I photographed first growth this morning with Lola-the-Poodle.  The daylily, MING PORCELAIN,  looking clean, no burn, is up an inch.  DIVA ASSOLUTA, some of it on the edge of the clump, is up two inches.  David Hall's oldie, GUSTO, is up 3 or 4 inches.  BARBARA MITCHELL and most others are not up at all, saying "Brrrrrr!"  I photographed orange-red Witch Hazel this morning, too.  I'm thinking about my new daylily show for clubs and know I want to begin with the awakening garden, when crocuses alert us to the renewal that's coming as soon as the daffodils push farther up.  Daylily shows are not actually about daylilies, though they may look like it.  They are about hope, risk, vision, the journey to clearer sight, the process of learning to keep friends.  Daylily shows are about gardeners.  Bless gardeners.  Curses on thieves and scammers, who are thieves.  Flay them first, then curse them.

So, lately, a fog has begun to lift, one I didn't know was there.  I know it by its lifting.  I am shedding books and vinyl records.  This week I'm taking 10 boxes of sheet music and scores to the university where San had the best decade of her career, also a box of CDs for the Vocal Literature class and six boxes of books about music from our joint professorial library.  I'm staging surplus file cabinets and small furniture items in the garage for the big day in April when scavengers troll the streets of my neighborhood for the bulky items we place at the curb for pick-up.  We're limited to five items per household, but we can be confident about placing many more than that number out on the curb.

Out! Out!
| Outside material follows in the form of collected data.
PR #2285, opened 2024-02-20
Simplify auth flow types

nmattia:
This deduplicates the LoginSuccess & LoginFlow(Success,Result,Error) types and brings all error clarification to the top level.

Before this, several types (esp. `LoginSuccess` & `LoginFlowSuccess`) were used for similar purposes, with a translation layer (`apiResultToLoginFlowResult`) where necessary.

Moreover, a hierarchy of types existed (`ApiResult`, `RegisterResult`, ...) which obfuscated the actual subtypes and caused more error handling than actually necessary (by bundling types and surfacing errors that could never be triggered).

The changes implemented here do away with the "FlowResult" types (`LoginFlowResult`, `flowResult.ts`) and removes the artificial hierarchy between types (though introducing a new `FlowError` type representing a group of error types commonly found together).

Moreover the translation between error type and humand readable errors is left to the top-level caller, meaning error types stay in a more precise (i.e. non-string) format for longer.

These changes lead to less error handling and more precise error reporting, as well as fewer types to handle and translate.


src/frontend/src/components/authenticateBox.ts
```diff
@@ -256,27 +280,83 @@ export const authenticateBoxFlow = async <T, I>({
...
+
+// Makes the error human readable
+const clarifyError: {
+  [K in FlowError["kind"]]: (err: AssociatedError<K>) => {
+    title: string;
+    message: string;
+    detail?: string;
+  };
+} = {
+  authFail: (err) => ({
```
nmattia, line 309: All these messages were copied from now-gone `flowResult.ts`

src/frontend/src/flows/recovery/recoverWith/phrase.ts
```diff
@@ -312,36 +303,40 @@ export const wordTemplate = ({
...
+        const result = await withLoader(() =>
+          connection.fromSeedPhrase(userNumber, words.join(" "))
         );
-        return result;
+        if (result.kind !== "loginSuccess") {
+          const msg = {
+            noSeedPhrase:
+              "No recovery phrase: there is no recovery phrase associated with this identity. Cancel and recover another way.",
+            seedPhraseFail:
+              "Invalid Seed Phrase: Failed to authenticate using this seed phrase. Did you enter it correctly?",
```
nmattia, line 332: Taken from `flowResult.ts` where they could have actually never been triggered (there errors were not allowed to bubble up) and added here

src/frontend/src/components/authenticateBox.ts
```diff
@@ -256,27 +280,83 @@ export const authenticateBoxFlow = async <T, I>({
...
+  | WebAuthnFailed
+  | UnknownUser
+  | ApiError
+  | RegisterNoSpace;
+
+// Type machinery to allow translating error code (e.g. kind: "authFail") using the actual data
+// contained in the error objects (e.g. authFail: (authFail: AuthFail) => ...).
+type ErrorKind = FlowError["kind"]; // all known error tags for FlowError
+type KindToError = { [P in ErrorKind]: Omit<FlowError & { kind: P }, "kind"> }; // Look up from err. kind to object
+type AssociatedError<K extends ErrorKind> = {
```
nmattia, line 297: I wonder if we can squash those two

src/frontend/src/components/authenticateBox.ts
```diff
@@ -256,27 +280,83 @@ export const authenticateBoxFlow = async <T, I>({
...
+  | BadPin
+  | BadChallenge
+  | WebAuthnFailed
+  | UnknownUser
+  | ApiError
+  | RegisterNoSpace;
+
+// Type machinery to allow translating error code (e.g. kind: "authFail") using the actual data
+// contained in the error objects (e.g. authFail: (authFail: AuthFail) => ...).
+type ErrorKind = FlowError["kind"]; // all known error tags for FlowError
```
lmuntaner, line 295: Do they all the FlowError have a `"kind"` property?

src/frontend/src/components/authenticateBox.ts
```diff
@@ -256,27 +280,83 @@ export const authenticateBoxFlow = async <T, I>({
...
+type KindToError = { [P in ErrorKind]: Omit<FlowError & { kind: P }, "kind"> }; // Look up from err. kind to object
```
lmuntaner, line 296: Could you add a comment of what this translates to with an example?

I had to ask chat gpt to translate it for me 😅

src/frontend/src/components/authenticateBox.ts
```diff
@@ -256,27 +280,83 @@ export const authenticateBoxFlow = async <T, I>({
...
+type AssociatedError<K extends ErrorKind> = {
+  [P in K]: { kind: P } & KindToError[P];
+}[K]; // Helper for adding the kind to the object (otherwise TS gets a bit lost)
```
lmuntaner, line 299: I'm a bit lost also 😂

src/frontend/src/components/authenticateBox.ts
nmattia: Yes! Otherwise this would be a type error I think

lmuntaner (approved):
Rubber stamp!

PR #2289, opened 2024-02-21
Clean up storage constants and remove 32GB limitation

frederikrothenberger:
This removes outdated constants in the `storage` module and removes an obsolete element from the II stable memory header. The 32GB memory limit is dropped as well. Due to limitations of the memory manager (to manage at most 256GB given the bucket size used) we still maintain a reserve of ~144GB stable memory that cannot be used for identities.


przydatek (approved):
LGTM, thanks!

PR #2290, opened 2024-02-22
Report virtual memory sizes on stats endpoint

frederikrothenberger:
Now that the memory manager manages multiple memories, it is no longer sufficient to report the total stable memory size only.

This PR introduces labeled metrics for each individual virtual memory.


przydatek (approved):
LGTM, thanks!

Out!  San and I were complementary opposites.  She could not throw anything away except newspapers and junk mail other than retail catalogues.  I am a purger in need of a measure of restraint.  Rather than build more and more bookcases, I donate books I no longer need to reassure myself that I exist and that I have good taste.  I almost never reread a book, so why do I store read books on wooden shelves?  I think they constitute an environment, one of metaphorical mirrors (I have thought from time to time).

Soon purchased daylilies will begin to arrive and it will begin again.  I just printed Avery clear labels to put on EON plates for the seedling crop that will go into ground in May.

Last night while waiting for water to boil I leafed through the New Yorker magazine and came across a feature about Natalie Dessay, a soprano sensation I haven't heard about until last night.  I finished the article over breakfast and saw where she's taking on the role of Violetta in Verdi's La Traviata at the Santa Fe Opera this summer.  Eureka!  Kathy's birthday is in July.  I got on line and set up a birthday present a week early.  We're going to Santa Fe to see La Traviata and to sightsee for a couple of days the week after the Region 11 daylily meeting in Manhattan (not New York, but Kansas).  San daydreamed about us retiring to Santa Fe, a dream of a place in her opinion.  I didn't want to retire there, because of daylilies.  Arid air, water restrictions.

We were married there on Garcia Street in a friend's back yard almost 32 years before San died last June.  I lived there from 1972 to 1977 and I'll tell you, it is less of a dream to live there on a salary that's not enough, in a job you know you'll have to leave when it comes time for a tenure review.  Sometimes the sense of magic about a place depends pretty much on whether things are going well.  They were going well for San and me that summer, when she got up all the courage in the world and said, as we drove downtown a week before returning to Vermont, where I would be her sub while she went to France to study again for a month, "why don't we get married?"  Since that happy conclusion to our rekindled romance, Santa Fe has been extra-special to us and to me, and now it is time to plan to bring Kathy into the sense of special places, as she will for me when we go to her family reunion in southern California in August.